═════ INPUT RECORDS

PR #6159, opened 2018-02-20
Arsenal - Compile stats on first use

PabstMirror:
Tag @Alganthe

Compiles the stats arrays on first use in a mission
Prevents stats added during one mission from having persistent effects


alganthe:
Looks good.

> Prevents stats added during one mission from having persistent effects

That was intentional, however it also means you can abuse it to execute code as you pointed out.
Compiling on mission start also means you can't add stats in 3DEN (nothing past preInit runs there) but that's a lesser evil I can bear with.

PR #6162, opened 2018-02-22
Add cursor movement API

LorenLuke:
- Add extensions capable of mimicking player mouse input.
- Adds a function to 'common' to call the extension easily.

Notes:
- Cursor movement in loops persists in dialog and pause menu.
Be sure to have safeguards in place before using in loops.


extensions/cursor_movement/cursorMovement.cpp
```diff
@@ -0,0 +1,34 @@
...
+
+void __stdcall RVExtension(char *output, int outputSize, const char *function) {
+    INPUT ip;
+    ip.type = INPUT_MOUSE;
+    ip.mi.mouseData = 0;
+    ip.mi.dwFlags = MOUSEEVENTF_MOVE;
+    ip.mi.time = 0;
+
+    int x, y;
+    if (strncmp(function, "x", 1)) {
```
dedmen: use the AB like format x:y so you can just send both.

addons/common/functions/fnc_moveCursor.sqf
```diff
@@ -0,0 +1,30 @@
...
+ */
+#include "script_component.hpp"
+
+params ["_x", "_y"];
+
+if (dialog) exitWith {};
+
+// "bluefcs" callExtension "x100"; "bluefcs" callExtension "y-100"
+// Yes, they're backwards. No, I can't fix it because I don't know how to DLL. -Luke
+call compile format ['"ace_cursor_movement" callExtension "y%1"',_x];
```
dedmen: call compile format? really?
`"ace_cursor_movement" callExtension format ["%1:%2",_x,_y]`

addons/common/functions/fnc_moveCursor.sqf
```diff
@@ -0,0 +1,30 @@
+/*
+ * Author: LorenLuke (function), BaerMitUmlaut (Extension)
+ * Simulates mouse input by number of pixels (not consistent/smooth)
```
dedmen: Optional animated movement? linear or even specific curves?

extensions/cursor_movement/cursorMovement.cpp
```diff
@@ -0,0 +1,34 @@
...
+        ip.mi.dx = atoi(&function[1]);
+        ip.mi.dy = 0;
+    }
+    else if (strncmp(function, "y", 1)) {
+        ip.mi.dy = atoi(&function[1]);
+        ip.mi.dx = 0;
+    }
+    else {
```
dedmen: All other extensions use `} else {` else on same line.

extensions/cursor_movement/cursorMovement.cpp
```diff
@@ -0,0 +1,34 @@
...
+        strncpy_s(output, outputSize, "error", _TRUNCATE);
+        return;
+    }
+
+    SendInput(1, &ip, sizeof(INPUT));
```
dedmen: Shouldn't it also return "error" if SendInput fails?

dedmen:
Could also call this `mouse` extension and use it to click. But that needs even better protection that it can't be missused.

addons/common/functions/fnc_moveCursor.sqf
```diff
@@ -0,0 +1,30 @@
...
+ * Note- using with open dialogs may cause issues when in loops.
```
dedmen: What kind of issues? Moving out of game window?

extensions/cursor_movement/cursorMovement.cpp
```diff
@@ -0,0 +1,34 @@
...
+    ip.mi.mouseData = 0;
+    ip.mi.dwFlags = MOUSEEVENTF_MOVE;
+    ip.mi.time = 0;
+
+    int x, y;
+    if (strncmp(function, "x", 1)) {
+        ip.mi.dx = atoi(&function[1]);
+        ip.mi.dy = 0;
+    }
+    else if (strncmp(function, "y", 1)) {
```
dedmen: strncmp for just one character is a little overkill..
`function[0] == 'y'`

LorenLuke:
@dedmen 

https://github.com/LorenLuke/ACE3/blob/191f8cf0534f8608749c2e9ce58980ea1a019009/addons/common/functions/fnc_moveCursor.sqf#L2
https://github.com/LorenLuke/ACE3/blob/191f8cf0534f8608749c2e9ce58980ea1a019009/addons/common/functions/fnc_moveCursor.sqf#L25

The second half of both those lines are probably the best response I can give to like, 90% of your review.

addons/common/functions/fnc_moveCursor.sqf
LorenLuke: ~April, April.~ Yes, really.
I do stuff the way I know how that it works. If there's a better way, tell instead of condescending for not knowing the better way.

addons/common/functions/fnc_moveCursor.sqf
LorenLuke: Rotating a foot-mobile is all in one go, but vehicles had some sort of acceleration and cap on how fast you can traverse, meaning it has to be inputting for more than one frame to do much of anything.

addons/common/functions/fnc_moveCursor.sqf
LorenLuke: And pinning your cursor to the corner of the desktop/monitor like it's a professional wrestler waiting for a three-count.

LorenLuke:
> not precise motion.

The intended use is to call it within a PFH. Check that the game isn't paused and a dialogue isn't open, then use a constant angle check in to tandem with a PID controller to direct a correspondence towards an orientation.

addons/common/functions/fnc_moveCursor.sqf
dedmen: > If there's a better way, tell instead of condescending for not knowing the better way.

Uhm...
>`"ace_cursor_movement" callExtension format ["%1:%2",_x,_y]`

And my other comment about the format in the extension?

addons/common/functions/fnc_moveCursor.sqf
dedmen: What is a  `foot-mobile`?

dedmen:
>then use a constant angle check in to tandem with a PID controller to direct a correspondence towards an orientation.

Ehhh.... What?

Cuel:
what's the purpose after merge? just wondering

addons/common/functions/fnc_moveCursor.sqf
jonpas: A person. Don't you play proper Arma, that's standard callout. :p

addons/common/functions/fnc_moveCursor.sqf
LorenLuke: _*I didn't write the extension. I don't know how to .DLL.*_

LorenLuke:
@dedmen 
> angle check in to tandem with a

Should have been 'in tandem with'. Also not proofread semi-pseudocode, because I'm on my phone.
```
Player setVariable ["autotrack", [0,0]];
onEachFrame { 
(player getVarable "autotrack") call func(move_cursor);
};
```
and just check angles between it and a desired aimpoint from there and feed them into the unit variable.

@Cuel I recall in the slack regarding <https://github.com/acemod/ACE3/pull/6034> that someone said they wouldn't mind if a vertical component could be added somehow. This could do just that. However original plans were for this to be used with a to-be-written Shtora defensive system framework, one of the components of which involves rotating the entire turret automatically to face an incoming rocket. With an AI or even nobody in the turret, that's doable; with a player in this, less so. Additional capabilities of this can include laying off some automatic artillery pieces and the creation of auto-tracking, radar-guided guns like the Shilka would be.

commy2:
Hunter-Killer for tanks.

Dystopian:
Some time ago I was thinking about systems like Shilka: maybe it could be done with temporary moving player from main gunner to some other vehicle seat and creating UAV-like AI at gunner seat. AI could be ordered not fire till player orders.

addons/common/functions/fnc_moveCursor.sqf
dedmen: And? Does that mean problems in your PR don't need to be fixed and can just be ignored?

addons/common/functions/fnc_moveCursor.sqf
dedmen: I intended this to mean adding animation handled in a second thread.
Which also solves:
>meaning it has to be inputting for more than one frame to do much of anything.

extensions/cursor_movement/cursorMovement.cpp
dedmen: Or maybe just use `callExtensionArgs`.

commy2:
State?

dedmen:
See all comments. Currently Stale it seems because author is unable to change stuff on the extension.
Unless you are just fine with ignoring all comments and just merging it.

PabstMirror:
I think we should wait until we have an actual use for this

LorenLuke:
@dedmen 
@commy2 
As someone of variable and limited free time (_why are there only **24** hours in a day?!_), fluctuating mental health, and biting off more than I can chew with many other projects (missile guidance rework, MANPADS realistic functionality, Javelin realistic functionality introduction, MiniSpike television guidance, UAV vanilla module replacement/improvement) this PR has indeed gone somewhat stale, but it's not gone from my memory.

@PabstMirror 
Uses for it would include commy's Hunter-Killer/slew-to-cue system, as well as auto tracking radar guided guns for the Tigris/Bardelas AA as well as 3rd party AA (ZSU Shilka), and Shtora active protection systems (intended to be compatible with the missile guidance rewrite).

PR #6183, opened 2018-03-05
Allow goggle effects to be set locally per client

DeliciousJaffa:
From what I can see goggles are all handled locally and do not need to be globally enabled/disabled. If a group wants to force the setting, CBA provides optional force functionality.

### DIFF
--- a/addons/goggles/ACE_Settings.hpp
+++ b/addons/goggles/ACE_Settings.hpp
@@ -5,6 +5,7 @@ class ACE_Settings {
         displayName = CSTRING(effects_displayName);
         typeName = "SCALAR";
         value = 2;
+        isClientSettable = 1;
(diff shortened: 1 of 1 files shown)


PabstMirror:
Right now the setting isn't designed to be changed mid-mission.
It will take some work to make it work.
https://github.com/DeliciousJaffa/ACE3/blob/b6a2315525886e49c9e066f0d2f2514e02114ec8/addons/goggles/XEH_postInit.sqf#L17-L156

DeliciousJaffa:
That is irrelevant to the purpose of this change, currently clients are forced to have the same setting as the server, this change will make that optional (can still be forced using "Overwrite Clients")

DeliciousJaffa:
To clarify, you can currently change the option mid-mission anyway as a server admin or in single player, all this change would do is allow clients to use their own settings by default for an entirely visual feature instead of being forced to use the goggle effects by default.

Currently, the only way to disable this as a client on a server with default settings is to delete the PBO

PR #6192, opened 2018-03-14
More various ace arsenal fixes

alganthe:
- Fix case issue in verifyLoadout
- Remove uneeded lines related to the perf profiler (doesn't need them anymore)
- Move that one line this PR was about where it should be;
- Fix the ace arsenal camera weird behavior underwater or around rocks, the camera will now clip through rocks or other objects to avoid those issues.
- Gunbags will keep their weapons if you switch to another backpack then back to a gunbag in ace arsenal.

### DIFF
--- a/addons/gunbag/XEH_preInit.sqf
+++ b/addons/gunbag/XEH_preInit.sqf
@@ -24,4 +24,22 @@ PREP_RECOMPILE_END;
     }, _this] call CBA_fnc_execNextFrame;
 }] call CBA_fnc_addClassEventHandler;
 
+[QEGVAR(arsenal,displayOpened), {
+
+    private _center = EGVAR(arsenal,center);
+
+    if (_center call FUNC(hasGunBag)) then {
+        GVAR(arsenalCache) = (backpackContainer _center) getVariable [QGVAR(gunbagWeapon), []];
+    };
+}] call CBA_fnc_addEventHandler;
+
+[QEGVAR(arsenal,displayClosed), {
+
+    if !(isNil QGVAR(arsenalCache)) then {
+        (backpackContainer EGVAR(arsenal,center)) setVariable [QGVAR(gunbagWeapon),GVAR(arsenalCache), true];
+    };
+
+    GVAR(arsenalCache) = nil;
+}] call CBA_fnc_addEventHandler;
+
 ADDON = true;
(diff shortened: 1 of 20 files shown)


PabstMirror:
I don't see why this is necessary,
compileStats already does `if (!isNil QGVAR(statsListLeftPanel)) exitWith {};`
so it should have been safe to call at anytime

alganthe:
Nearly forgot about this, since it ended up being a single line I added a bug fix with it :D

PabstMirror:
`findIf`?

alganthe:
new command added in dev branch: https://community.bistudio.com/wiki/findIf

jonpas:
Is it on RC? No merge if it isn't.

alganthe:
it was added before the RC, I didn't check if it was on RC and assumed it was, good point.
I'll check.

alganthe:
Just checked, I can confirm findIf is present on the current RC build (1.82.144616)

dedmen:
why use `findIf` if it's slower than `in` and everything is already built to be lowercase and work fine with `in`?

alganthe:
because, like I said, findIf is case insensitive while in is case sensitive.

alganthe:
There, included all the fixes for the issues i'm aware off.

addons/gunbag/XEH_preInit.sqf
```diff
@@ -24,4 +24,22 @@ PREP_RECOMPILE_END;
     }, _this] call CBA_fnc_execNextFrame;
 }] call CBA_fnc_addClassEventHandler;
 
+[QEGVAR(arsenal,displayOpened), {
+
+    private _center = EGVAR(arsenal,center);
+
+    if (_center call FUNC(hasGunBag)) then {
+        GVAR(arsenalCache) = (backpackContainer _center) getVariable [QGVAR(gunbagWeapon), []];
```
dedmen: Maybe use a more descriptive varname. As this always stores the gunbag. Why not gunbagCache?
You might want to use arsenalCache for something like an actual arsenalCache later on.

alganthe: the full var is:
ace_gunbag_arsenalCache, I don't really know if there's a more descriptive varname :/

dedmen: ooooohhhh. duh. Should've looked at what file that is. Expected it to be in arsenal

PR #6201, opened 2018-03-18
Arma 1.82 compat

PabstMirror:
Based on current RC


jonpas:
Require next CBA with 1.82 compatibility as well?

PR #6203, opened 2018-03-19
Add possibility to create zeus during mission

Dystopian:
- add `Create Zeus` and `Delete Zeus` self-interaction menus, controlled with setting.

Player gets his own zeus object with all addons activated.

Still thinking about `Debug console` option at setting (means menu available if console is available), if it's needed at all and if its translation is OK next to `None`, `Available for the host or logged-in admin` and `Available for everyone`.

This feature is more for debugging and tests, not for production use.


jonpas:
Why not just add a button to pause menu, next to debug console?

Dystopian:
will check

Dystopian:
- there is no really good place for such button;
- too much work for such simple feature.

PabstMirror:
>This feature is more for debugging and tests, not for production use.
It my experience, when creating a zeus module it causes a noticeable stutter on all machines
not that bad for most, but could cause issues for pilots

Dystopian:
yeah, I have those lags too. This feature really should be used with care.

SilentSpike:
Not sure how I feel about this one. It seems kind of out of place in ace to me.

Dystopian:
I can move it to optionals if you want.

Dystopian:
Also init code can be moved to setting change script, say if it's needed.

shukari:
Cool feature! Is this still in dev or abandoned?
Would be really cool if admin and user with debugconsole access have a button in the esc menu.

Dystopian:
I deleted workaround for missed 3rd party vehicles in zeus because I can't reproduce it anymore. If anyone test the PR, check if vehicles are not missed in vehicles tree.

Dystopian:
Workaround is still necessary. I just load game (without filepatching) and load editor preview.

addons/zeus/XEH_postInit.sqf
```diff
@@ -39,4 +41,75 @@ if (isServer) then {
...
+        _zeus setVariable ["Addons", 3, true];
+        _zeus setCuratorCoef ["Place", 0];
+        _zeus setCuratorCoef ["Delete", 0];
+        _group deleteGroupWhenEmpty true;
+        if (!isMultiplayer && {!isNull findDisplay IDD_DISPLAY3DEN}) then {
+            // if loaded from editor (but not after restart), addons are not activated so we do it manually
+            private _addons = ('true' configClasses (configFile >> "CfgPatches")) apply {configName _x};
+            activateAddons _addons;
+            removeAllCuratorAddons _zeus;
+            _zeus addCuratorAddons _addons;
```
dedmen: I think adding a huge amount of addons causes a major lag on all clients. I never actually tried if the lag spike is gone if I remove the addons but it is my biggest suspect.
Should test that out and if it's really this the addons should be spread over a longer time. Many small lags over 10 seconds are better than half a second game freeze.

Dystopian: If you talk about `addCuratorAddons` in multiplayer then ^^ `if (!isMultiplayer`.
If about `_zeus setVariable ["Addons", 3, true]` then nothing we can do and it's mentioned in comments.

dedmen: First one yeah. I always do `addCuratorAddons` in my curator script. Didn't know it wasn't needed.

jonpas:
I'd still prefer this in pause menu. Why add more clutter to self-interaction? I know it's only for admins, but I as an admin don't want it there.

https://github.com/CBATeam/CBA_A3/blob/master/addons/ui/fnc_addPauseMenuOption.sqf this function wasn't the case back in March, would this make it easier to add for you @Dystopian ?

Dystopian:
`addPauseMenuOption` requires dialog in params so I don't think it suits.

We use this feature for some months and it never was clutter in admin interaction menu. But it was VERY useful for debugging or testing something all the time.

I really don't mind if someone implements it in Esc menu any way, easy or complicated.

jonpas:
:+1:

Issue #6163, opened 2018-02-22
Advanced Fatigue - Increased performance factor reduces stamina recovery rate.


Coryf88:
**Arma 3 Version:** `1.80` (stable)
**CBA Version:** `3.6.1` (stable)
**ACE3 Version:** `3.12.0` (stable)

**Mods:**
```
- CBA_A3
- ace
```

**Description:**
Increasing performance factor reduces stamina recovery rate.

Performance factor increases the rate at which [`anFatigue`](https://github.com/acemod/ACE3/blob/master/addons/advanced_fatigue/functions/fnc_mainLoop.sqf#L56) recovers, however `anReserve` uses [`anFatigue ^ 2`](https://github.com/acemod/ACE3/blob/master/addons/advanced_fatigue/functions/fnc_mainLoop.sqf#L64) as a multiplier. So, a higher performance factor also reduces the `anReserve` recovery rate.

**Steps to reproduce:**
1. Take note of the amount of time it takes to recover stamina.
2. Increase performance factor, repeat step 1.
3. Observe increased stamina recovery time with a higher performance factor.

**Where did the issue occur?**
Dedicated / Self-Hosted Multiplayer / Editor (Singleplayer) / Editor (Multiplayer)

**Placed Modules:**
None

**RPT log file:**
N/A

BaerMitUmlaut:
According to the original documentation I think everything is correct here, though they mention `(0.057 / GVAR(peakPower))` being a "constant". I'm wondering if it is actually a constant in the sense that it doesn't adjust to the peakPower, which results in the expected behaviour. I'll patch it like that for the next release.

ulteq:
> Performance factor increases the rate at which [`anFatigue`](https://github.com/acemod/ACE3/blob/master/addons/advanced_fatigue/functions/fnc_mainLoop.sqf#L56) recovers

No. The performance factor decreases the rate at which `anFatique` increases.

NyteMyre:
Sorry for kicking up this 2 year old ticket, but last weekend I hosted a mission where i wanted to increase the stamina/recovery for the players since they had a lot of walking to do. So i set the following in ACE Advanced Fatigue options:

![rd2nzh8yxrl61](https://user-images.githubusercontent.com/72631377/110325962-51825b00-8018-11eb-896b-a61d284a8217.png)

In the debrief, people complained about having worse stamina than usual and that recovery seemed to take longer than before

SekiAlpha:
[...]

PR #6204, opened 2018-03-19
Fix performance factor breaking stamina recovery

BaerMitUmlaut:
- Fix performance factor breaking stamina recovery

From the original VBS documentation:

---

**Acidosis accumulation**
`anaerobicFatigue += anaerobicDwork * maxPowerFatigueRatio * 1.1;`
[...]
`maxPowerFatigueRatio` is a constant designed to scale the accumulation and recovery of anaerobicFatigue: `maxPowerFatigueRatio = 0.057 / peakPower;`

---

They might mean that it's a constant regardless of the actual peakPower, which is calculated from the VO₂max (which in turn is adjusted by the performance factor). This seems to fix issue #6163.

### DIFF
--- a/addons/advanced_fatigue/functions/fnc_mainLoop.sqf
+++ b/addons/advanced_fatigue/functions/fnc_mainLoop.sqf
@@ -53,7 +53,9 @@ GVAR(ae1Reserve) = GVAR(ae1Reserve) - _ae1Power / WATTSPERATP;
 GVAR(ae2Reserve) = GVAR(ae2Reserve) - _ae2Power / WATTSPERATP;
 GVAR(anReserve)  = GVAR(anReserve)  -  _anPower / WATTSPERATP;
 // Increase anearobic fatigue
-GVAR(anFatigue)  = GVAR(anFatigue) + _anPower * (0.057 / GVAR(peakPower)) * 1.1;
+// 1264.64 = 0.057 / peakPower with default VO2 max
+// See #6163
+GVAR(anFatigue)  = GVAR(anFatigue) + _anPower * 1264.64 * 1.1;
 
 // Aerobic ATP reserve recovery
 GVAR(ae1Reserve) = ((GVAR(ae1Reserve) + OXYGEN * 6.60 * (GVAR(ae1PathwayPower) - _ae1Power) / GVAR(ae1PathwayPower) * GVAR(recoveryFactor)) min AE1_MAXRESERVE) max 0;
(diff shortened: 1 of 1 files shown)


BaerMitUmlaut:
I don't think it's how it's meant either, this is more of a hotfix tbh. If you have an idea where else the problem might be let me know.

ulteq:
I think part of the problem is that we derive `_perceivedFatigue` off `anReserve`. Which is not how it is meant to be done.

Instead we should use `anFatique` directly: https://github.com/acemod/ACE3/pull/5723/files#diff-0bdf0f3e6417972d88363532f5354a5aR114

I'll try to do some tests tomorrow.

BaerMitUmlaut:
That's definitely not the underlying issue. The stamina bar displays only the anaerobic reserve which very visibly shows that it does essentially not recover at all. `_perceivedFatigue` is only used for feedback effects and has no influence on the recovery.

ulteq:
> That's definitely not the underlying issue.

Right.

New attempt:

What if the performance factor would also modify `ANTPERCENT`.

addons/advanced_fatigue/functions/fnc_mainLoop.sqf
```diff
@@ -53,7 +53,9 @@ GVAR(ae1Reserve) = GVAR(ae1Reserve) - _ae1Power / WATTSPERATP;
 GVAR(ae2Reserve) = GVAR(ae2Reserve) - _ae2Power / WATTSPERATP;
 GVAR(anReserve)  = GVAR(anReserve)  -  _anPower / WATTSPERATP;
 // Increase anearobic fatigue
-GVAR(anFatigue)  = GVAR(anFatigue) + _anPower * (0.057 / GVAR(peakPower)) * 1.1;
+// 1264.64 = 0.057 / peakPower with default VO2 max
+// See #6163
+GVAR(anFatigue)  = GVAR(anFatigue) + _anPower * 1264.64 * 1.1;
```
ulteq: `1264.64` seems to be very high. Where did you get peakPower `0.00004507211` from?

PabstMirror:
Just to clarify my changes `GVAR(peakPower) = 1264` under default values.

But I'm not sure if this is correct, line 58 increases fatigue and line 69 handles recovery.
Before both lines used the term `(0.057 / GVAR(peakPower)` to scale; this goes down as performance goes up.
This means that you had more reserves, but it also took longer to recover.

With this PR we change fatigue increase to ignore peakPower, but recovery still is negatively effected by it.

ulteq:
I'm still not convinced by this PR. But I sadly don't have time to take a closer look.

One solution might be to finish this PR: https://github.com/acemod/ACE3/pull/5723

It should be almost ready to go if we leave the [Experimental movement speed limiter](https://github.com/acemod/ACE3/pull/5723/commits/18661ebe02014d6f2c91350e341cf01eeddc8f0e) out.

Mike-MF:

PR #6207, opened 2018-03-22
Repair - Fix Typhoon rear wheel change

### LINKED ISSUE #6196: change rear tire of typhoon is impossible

══════════

→ **WHAT IS REQUIRED**:
Each line of the material with the word "underlying" in it should be listed.

→ **RESPONSE TO THIS TASK**:
That's definitely not the underlying issue. The stamina bar displays only the anaerobic reserve which very visibly shows that it does essentially not recover at all. `_perceivedFatigue` is only used for feedback effects and has no influence on the recovery.
> That's definitely not the underlying issue.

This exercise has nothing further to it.